--- ACTIVITY ---
Once the data has been read, print it back in full, exactly.

--- EXTRACTED MATERIAL ---
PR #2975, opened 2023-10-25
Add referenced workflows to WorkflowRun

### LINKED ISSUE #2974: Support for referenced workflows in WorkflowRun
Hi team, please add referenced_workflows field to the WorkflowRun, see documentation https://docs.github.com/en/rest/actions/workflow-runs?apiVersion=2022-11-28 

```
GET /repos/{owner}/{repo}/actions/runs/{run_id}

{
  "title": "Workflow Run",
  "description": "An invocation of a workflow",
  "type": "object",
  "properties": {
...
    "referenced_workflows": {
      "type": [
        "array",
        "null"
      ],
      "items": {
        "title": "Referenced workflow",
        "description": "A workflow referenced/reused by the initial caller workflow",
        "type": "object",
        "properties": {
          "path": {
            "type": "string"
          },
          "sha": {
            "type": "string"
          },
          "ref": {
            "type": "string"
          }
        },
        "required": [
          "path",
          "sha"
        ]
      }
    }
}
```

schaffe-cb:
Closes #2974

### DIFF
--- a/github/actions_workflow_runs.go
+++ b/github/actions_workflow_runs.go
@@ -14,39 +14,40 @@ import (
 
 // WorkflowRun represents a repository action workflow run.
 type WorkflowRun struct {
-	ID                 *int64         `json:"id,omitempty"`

--- RESPONSE FOR THIS EXERCISE ---
PR #2975, opened 2023-10-25
Add referenced workflows to WorkflowRun

### LINKED ISSUE #2974: Support for referenced workflows in WorkflowRun
Hi team, please add referenced_workflows field to the WorkflowRun, see documentation https://docs.github.com/en/rest/actions/workflow-runs?apiVersion=2022-11-28 

```
GET /repos/{owner}/{repo}/actions/runs/{run_id}

{
  "title": "Workflow Run",
  "description": "An invocation of a workflow",
  "type": "object",
  "properties": {
...
    "referenced_workflows": {
      "type": [
        "array",
        "null"
      ],
      "items": {
        "title": "Referenced workflow",
        "description": "A workflow referenced/reused by the initial caller workflow",
        "type": "object",
        "properties": {
          "path": {
            "type": "string"
          },
          "sha": {
            "type": "string"
          },
          "ref": {
            "type": "string"
          }
        },
        "required": [
          "path",
          "sha"
        ]
      }
    }
}
```

schaffe-cb:
Closes #2974

### DIFF
--- a/github/actions_workflow_runs.go
+++ b/github/actions_workflow_runs.go
@@ -14,39 +14,40 @@ import (
 
 // WorkflowRun represents a repository action workflow run.
 type WorkflowRun struct {
-	ID                 *int64         `json:"id,omitempty"`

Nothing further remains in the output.